Raw data
···

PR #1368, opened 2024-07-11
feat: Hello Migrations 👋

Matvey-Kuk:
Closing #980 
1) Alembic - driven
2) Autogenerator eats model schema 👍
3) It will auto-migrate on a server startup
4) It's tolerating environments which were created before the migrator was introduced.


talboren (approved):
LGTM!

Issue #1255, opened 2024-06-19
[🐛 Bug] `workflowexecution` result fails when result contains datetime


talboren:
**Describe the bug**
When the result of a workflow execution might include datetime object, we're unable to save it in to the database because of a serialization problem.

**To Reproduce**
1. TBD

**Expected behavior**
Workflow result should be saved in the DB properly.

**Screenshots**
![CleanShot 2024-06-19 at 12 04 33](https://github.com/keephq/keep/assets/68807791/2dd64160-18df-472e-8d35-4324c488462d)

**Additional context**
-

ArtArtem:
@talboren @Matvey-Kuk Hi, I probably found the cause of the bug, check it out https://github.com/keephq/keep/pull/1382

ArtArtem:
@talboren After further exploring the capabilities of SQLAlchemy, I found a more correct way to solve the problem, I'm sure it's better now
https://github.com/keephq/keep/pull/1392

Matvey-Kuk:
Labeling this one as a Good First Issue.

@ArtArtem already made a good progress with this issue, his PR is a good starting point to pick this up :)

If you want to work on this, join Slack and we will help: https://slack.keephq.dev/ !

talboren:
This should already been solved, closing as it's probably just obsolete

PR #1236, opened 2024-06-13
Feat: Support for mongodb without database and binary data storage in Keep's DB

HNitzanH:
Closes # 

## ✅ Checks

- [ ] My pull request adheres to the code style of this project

···

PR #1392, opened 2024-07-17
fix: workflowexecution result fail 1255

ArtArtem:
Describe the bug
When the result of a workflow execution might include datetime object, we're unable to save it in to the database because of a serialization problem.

···

Problem to work on
When a line contains the string "github", copy it from the records.

Answer for the task
![CleanShot 2024-06-19 at 12 04 33](https://github.com/keephq/keep/assets/68807791/2dd64160-18df-472e-8d35-4324c488462d)
@talboren @Matvey-Kuk Hi, I probably found the cause of the bug, check it out https://github.com/keephq/keep/pull/1382
https://github.com/keephq/keep/pull/1392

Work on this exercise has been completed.